Menurut Mahfud, ancaman datang menjelang putusan perkara judicial review yang diajukan bekas Menteri Kehakiman dan Hak Asasi Manusia Yusril Ihza Mahendra itu.
Pada suatu hari, Mahfud menuturkan, ada seseorang mendatanginya. Orang itu meminta Mahkamah menyatakan jabatan Jaksa Agung Hendarman Supandji sah sampai akhir masa jabatannya. Jabatan Jaksa Agung, kata orang itu, hanya berakhir sampai Presiden menerbitkan surat keputusan pemberhentian.

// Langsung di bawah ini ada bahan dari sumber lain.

PR #968, opened 2023-10-16
feat: add token id optional field to disposable tokens

pratik151192:
Added token id as optional field (within an optional props) to disposable tokens API. The object `DisposableTokenScope` is encapsulated with all kinds of permission policies that we can provide, and it didn't seem clean to add a `tokenID` field there. Instead, added as a new props for that API.

PR #1 for https://github.com/momentohq/dev-eco-issue-tracker/issues/511

### DIFF
--- a/packages/client-sdk-nodejs/src/internal/internal-auth-client.ts
+++ b/packages/client-sdk-nodejs/src/internal/internal-auth-client.ts
@@ -10,6 +10,7 @@ import {
   validateDisposableTokenExpiry,
   validateValidForSeconds,
   validateCacheKeyOrPrefix,
+  validateDisposableTokenTokenID,
 } from '@gomomento/sdk-core/dist/src/internal/utils';
 import Never = grpcAuth._GenerateApiTokenRequest.Never;
 import Expires = grpcAuth._GenerateApiTokenRequest.Expires;
@@ -54,6 +55,7 @@ import {
   asDisposableTokenCachePermission,
   asDisposableTokenPermissionsObject,
   DisposableTokenCachePermission,
+  DisposableTokenProps,
   isDisposableTokenCachePermission,
   isDisposableTokenPermissionsObject,
 } from '@gomomento/sdk-core/dist/src/auth/tokens/disposable-token-scope';
@@ -186,7 +188,7 @@ export class InternalAuthClient implements IAuthClient {
   public async generateDisposableToken(
     scope: DisposableTokenScope,
     expiresIn: ExpiresIn,
-    tokenId?: string
+    disposableTokenProps?: DisposableTokenProps
   ): Promise<GenerateDisposableToken.Response> {
     const tokenClient = new token.token.TokenClient(
       this.creds.getTokenEndpoint(),
@@ -209,11 +211,22 @@ export class InternalAuthClient implements IAuthClient {
       return new GenerateDisposableToken.Error(normalizeSdkError(err as Error));
     }
 
+    const tokenID = disposableTokenProps?.tokenID;
+    if (tokenID) {
+      try {
+        validateDisposableTokenTokenID(tokenID);
+      } catch (err) {
+        return new GenerateDisposableToken.Error(
+          normalizeSdkError(err as Error)
+        );
+      }
+    }
+
     const request = new token.token._GenerateDisposableTokenRequest({
       expires: expires,
       auth_token: this.creds.getAuthToken(),
       permissions: permissions,
-      token_id: tokenId,
+      token_id: tokenID,
     });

Seperti mengancam, menurut Mahfud, lawan bicaranya itu mengatakan, kalau Mahkamah Konstitusi menyatakan jabatan Hendarman ilegal, Indonesia bisa jadi ribut. Selain itu, menurut Mahfud, orang itu mengaku punya data hakim Mahkamah Konstitusi yang menerima suap. "Katanya, bukti itu A1 (meyakinkan)," ujar Mahfud.
Menurut Mahfud, orang yang mendatangi dirinya tak hanya menggertak dengan lisan. Dia menunjukkan bukti berupa kuitansi yang ditandatangani hakim konstitusi Akil Mochtar. "Dia bilang, hakim Anda, Akil Mochtar, pernah menerima uang di Kalimantan Barat untuk pemekaran daerah," ucapnya.

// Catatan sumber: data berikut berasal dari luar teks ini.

PR #970, opened 2023-10-17
chore: cloudwatch metrics example

anitarua:
Addresses [#442](https://github.com/momentohq/dev-eco-issue-tracker/issues/442). Created a new `lambda-examples` directory to show how a CDK stack can be configured to deploy a Lambda function or ECS cluster, create metric filters for the associated log groups (or a custom log group), and create a CloudWatch dashboard. 

The dashboard looks something like this when populated (updated dashboard):
cloudwatch dashboard

The dashboard uses values in the logs emitted by both the [Nodejs SDK metrics](https://github.com/momentohq/client-sdk-javascript/blob/main/packages/client-sdk-nodejs/src/config/middleware/impl/experimental-metrics-middleware.ts#L26) and [.NET SDK metrics](https://github.com/momentohq/client-sdk-dotnet/blob/2900922d8bd46ac3f91cb06dbfe070419dc9b738/src/Momento.Sdk/Config/Middleware/ExperimentalMetricsMiddleware.cs#L18) interfaces.

Also tested that this works with a .NET lambda function (that work currently exists in an [unmerged branch](https://github.com/anitarua/client-sdk-dotnet/tree/dotnet-lambda-example) but can merge into the dotnet repo if it seems useful).

Let me know if you think the dashboard should include/exclude any other metrics!

Original dashboard when PR opened:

Menurut Mahfud, kuitansi itu ditandatangani pada 2003, saat Akil menjadi anggota Dewan Perwakilan Rakyat. "Itu bukan suap, tapi biaya jamuan tugas di Kalimantan," Mahfud menjelaskan kuitansi itu. Kasus tersebut, kata Mahfud, juga sudah selesai di Kejaksaan Agung.
Yusril mengajukan judicial review atas Undang-Undang Nomor 16 Tahun 2004 tentang Kejaksaan, setelah Kejaksaan Agung menetapkannya sebagai tersangka dugaan korupsi Sistem Administrasi Badan Hukum. Pada 22 September lalu, Mahkamah Konstitusi mengabulkan sebagian permohonan Yusril. Akibatnya, jabatan Hendarman dinyatakan berakhir hari itu juga.
Pada bagian lain Mahfud mengatakan, sikap Presiden Susilo Bambang Yudhoyono sering tidak menunjukkan kepeduliannya terhadap penegakan hukum di Indonesia. Soalnya, Presiden selalu mengungkapkan bahwa dia tak bisa mengintervensi penegakan hukum.
Menurut Mahfud, pandangan Yudhoyono itu tidak tepat. "Presiden wajib ikut dalam penegakan hukum, yang akan dibantu Jaksa Agung dan Kepala Polri," kata Mahfud.
Campur tangan Presiden tentu saja bukan dalam proses peradilan. Presiden, menurut Mahfud, bisa campur tangan untuk mendorong aparat hukum lebih cepat menangani suatu kasus. Presiden juga bisa memaksimalkan peran Satuan Tugas Pemberantasan Mafia Hukum untuk memberi rekomendasi atas kasus-kasus tertentu.
Menteri Koordinator Politik, Hukum, dan Keamanan Djoko Suyanto mengatakan selama ini Presiden sudah ikut campur dalam penegakan hukum. Buktinya, dalam rapat-rapat, Presiden sering meminta Kepala Polri, menteri, dan Jaksa Agung menjelaskan perkembangan proses hukum suatu kasus. "Presiden bukan tidak peduli, tapi beliau menanyakan langsung kepada aparat. Tidak mengeksposnya," kata Djoko.